Title: Deputy Vice-Chancellor, Research and Innovation
Institution: University of the Western Cape, South Africa
FAIMER Fellow: Sub-Saharan Africa FAIMER Regional Institute (SAFRI) 2008
“I think I’ve always had a passion for developing others. That has always been core to what I am and what I do,” said Dr. Frantz, who serves as Deputy Vice-Chancellor for Research and Innovation at the University of the Western Cape in Cape Town, South Africa.
Dr. Frantz was a member of the inaugural class of 16 Fellows from the Sub-Saharan Africa-FAIMER Regional Institute (SAFRI) in South Africa, which was founded in 2008. Clearly, that passion for developing others extends to developing herself.

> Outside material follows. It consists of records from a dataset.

Issue #37, opened 2020-06-19
Disallow use of ghost members in non-ghost code


viper-admin:
> Created by **@arquintl** on 2020-06-19 09:45

I’ve observed that the following code snippet successfully verifies with Gobra. However, in my opinion this should only work if `h` is marked as a ghost variable.

```
package main

type Rectangle struct {
    Width, Height int
}

ghost
requires acc(r.Height)
ensures acc(r.Height)
pure func GetHeight(r *Rectangle) (res int) {
    return r.Height
}

func main() {
    r! := Rectangle{Width: 2, Height: 5}
    h := GetHeight(&r)
    assert h == GetHeight(&r) && h == 5
}
```

‌

Felalolf:
Here is another faulty example from Peter.


[Exercise5.txt](https://github.com/viperproject/gobra/files/5306429/Exercise5.txt)

Felalolf:
Here is another example from Peter.
[anotherExample.txt](https://github.com/viperproject/gobra/files/5306458/anotherExample.txt)

ArquintL:
This issue might have been fixed by #239

Issue #39, opened 2020-07-07
Consistent Support of Old Expressions


viper-admin:
> Created by **@Felalolf** on 2020-07-07 16:10
> Last updated on 2020-07-09 12:49

Currently, the support of old has some flaws. Given labeled old expressions, the following Snippet verifies correctly:

```
package main

func test() {

  x1  := 5
  x2! := 5

  ghost L: // I added the label in the Viper file manually.

  x1 = 8
  x2 = 8

  assert old[L](x1) == 8 && old[L](x2) == 5
}
```

We should unify the behaviour of old on variables. I propose that we treat variables as entities that are affected by old, i.e. the labeled old expressions should evaluate to 5.

We can introduce further the concept of logical variables \(e.g. reusing ghost variables\) that have the same behaviour as variables in Viper.

Furthermore, we have to add support for labeled statements and labeled old expressions as shown above.

Felalolf:
Fixed the issue in PR #239

PR #239, opened 2021-03-17
Labels and labeled old expressions

Felalolf:
Adds labels and labeled old expressions.
In Go, lables have a different namespace than variables. Therefore, I added an additional name resolution.
For labeled old expressions to work, I also had to change how variables are initialized. We now have an explicit initialization statement. Furthermor, I changed how blocks are handled in the desugarer.


src/main/scala/viper/gobra/frontend/Desugar.scala
```diff
@@ -734,11 +729,33 @@ object Desugar {
...
       val src: Meta = meta(stmt)
 
-      // Generates a fresh variable if `idn` is a wildcard or returns the variable
-      // associated with idn otherwise
-      def getVar(idn: PIdnNode)(t: in.Type): in.AssignableVar = idn match {
-        case _: PWildcard => freshExclusiveVar(t.withAddressability(Addressability.Exclusive))(src)
-        case x => assignableVarD(ctx)(x)
+      /**
+        * Desugars the left side of an assignment.
+        * If the argument is a variable use, Left is returned, containing the desugared variable.
```
ArquintL, line 734: This function does not return `Either`

src/main/scala/viper/gobra/frontend/Parser.scala
```diff
@@ -459,11 +459,13 @@ object Parser {
...
         block |
         simpleStmt |
+        labeledStmt |
+        expressionStmt |
         emptyStmt
 
 
     lazy val simpleStmt: Parser[PSimpleStmt] =
-      sendStmt | assignmentWithOp | assignment | shortVarDecl | expressionStmt
+      sendStmt | assignmentWithOp | assignment | shortVarDecl // expressionStmt is parsed separately
```
ArquintL, line 468: was this change necessary due to trying to parse `labelDef` as an expression?

src/main/scala/viper/gobra/translator/Names.scala
```diff
@@ -10,6 +10,7 @@ import viper.silver.{ast => vpr}
 
 object Names {
   def returnLabel: String = "returnLabel"
+  def labeledVar(base: String, label: String): String = s"${base}_${label}L"
```
ArquintL, line 13: what is a labeled variable? resp. for what is it used?

ArquintL (approved):
Looks good, I only have a few smaller remarks

src/main/scala/viper/gobra/frontend/Desugar.scala
```diff
@@ -734,11 +729,33 @@ object Desugar {
...
+              _ <- declare(v)
+              _ <- write(in.Initialization(v)(src))
+            } yield v
+
+          case unk: PIdnUnk if info.isDef(unk) =>
+            val v = assignableVarD(ctx)(idn).asInstanceOf[in.LocalVar]
+            for {
+              _ <- declare(v)
+              _ <- write(in.Initialization(v)(src))
+            } yield v
```
jcp19, line 752: These cases have the same body, maybe you can merge them

src/main/scala/viper/gobra/frontend/info/base/SymbolTable.scala
```diff
@@ -245,4 +238,12 @@ object SymbolTable extends Environments[Entity] {
...
   case class BuiltInMPredicate(tag: BuiltInMPredicateTag, rep: PNode, context: ExternalTypeInfo) extends BuiltInGhostEntity with BuiltInMethodLike with GhostTypeMember
 
+
+
+
+  /**
+    * Label
+    */
+
+  case class Label(decl: PLabeledStmt, ghost: Boolean) extends Entity with Product
```
jcp19, line 248: What's the purpose of having a `ghost` flag here? Shouldn't a Label be always non-ghost, even if the labeled statement is ghost?

jcp19: I think I see why now. Is it because a label may occur inside a ghost function or block, in which case you want to ensure that regular control flow does not jump to a ghost statement?

jcp19 (approved):

jcp19:
Fixes #37 and #39

jcp19:
For some reason, I cannot link issues #37 and #39 so that they are closed automatically when we merge this PR.

src/main/scala/viper/gobra/frontend/Parser.scala
Felalolf: yes

src/main/scala/viper/gobra/frontend/info/base/SymbolTable.scala
Felalolf: yes

jcp19:
This is fine by me, you can merge it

Reflecting on her experience as a SAFRI Fellow, Dr. Frantz said she was inspired by the global perspectives of the international faculty who taught in the program, the passion of the faculty for developing others, and the positive approach of the Institute faculty and Fellows to sharing ideas.
“You can’t say that one program … can have an impact and change your whole life, but I do think that one program like SAFRI can plant the seed and other circumstances will water that same seed and that’s how it will grow. For me, I can really pinpoint back to SAFRI which unearthed something in me that was always there.”
According to Dr. Frantz, one of those seeds was planted in 2010 when—serving as head of the Physiotherapy Department at the University of the Western Cape—she participated in the International FAIMER Institute in Philadelphia, not as a Fellow but as a faculty member.
“I think it was John (Norcini) who spoke to me, he was the head of FAIMER at the time, and he said, ‘I just want to tell you that you’re going to be the next dean of your faculty,’ and I said to him ‘that has not even entered my head,’” Dr. Frantz said. “That was 2010, and in 2013, I became the Dean of our faculty of Community and Health Sciences. I realized the power of conversation and the power of implanting positive ideas. What you see can happen in people’s heads where they might not have thought about it before and it comes to reality.”
Dr. Frantz’s career has taken off since her initial experience with SAFRI in 2008. Not only did she become Dean of the faculty for her school, she also served as Deputy Dean of Research within the faculty. In 2017, she received the South African Association of Health Educationalists (SAAHE) Distinguished Educators Award; and in 2016, she received the Champion of Research Capacity Development and Transformation at South African Higher Education Institutions from the National Research Foundation.
“In Africa, when we talk about health professions education, and you say that you are a SAFRI Fellow or a FAIMER Fellow, it really gives you that credibility and acknowledgement that you are an expert in your field,” Dr. Frantz said. “I think it’s really been a good experience because in our field (of physical therapy), we’re clinicians, so coming into education, people may wonder what background you have in terms of education. Having been through SAFRI and the FAIMER experience, it kind of gives you that credibility as an educator.”